「ネタバレ禁止の方が面白さマシマシのエンタメ+ドラマな作品です。」パラサイト 半地下の家族 マツマルさんの映画レビュー(感想・評価)
ネタバレ禁止の方が面白さマシマシのエンタメ+ドラマな作品です。
昨年末から公開の話題の韓国映画をやっと鑑賞。
ネタバレ禁止との事で、ネタバレが全然大丈夫な自分ではありますが、殆ど予備知識もなく鑑賞しました。
で、感想はと言うと面白い!
むちゃくちゃ面白いです。
観る前からポスターの意味深な画像で鑑賞意欲をそそられましたが、確かにこれはネタバレ禁止だわw
古くは「シックス・センス」的な感じのネタバレ禁止が中盤から怒涛の展開を繰り広げ、「カメラを止めるな!」的な流れでテンポが一気に良くなる。

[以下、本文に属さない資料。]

PR #1535, opened 2018-03-06
Update korebuild to fix osx problem

davidfowl:


anurse:
Although.... 

screen shot 2018-03-06 at 8 57 19 am

davidfowl:
Yea, so @pakrym told me that we fixed the crash during dotnet restore but now it repros during tests... I see the same on kestrel.

anurse:
Progress! I guess...

PR #1540, opened 2018-03-06
Fixes for NPM packages in preview1

anurse:
* Fix the README for `@aspnet/signalr` (was approved in #1520)
* Fix packaging of the `@aspnet/signalr-protocol-msgpack` UMD build to ensure the resulting bundled file references `msgpack5` properly. (not yet approved, originated in #1533)

The quicker this is approved, the sooner I can release the NPM packages ;).


client-ts/signalr/package.json
```diff
@@ -1,6 +1,6 @@
 {
   "name": "@aspnet/signalr",
-  "version": "1.0.0-preview1-t000",
+  "version": "1.0.0-preview1-update1",
```
anurse: I'm going to undo these changes and just do them locally when building. The CI will be replacing the version with a build number anyway.

anurse:
Yeah, I figured most of the JavaScript stuff would be beyond most people's experience ;)

client-ts/typings/EventSource.d.ts
```diff
@@ -0,0 +1,31 @@
...
+
+interface EventSourceOptions {
+    withcredentials: boolean
+}
+
+declare class EventSource extends EventTarget {
+    constructor(url: string);
+    constructor(url: string, configuration: EventSourceOptions);
+
+    readonly CLOSED: number;
```
JamesNK: Move constants to an enum? https://www.typescriptlang.org/docs/handbook/enums.html

anurse: This is a declaration file for an existing browser API, not our own code :). It's actually not needed in `dev` because we updated TypeScript to a version that includes this declaration (it's the client API for Server-Sent Events in the browser)

anurse:
We fixed most of these flaky tests in `dev`, but the fixes aren't here :(. This change doesn't affect any of the tests that are failing, it's JS only. So I'm rage-merging.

富裕層と貧困層の絶対的な階級は生き方や振る舞いはその人自身にまで息づいている。
このカタルシスは息をする様に根付いていて、業の様にへばりついている。この辺りは「ジョーカー」を見る様な虚無感。
今年のアカデミー作品賞にも初の外国作品としてノミネートされてますが、その価値は十分にあると思います。
半地下に居住するキム一家は無職かも知れないが、働けない訳ではない。
それなりのスキルと適応力があり、仕事が無いのは国の経済状況と言うしかない。
だから、最初は小悪党な感じで社会に寄生するパラサイトで小銭を掠め取る様な感じ。
スマホは持っていても通信料は払っていなくて、家の中でフリーWi-Fiを探して、通信をやっている。
食うに困る程の貧乏でもない。
社会の弱者にはなるかもしれないけど、全て貧乏のせいにする程ではないから、どこかシニカルに笑える。

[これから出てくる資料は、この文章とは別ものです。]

Issue #1534, opened 2018-03-06
method with return type Task<IObservable<T>> is not recogniced as Streaming method


JanEggers:
im having a gateway that analyses the request and based on the parameters forwards the request to some backend service.

im using the signalr client in my gateway to achive that proxy behavior. what i dont like is that i have to 

`hubConnection.StreamAsync<TResult>("Method").Result;`

because if i await the call and change my hubmethod to return a task then signalr does not recognice it as streaming method.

それが悪知恵と策略を張り巡らし、次々と仕事を獲得していく。
大富豪に寄生するパラサイトとはよく言ったもんだと高をくくっていたら、大富豪のパク一家がキャンプに行ってからが事態は急加速。
事件が起こる様なフラグが立ったと言えばそれまでだけど、よ~く考えるとなんとなく伏線はあった。それが“こうなるだろうなぁ”と思っていたら、物凄い展開。ここからは二転三転どころの騒ぎではない。完全にやられました。
個人的にちょっと引っ掛かるのはキム一家のそれぞれの持っている特筆すべきスペックはそれなり以上の物があるのに、それを描写する前振りが薄いかなと。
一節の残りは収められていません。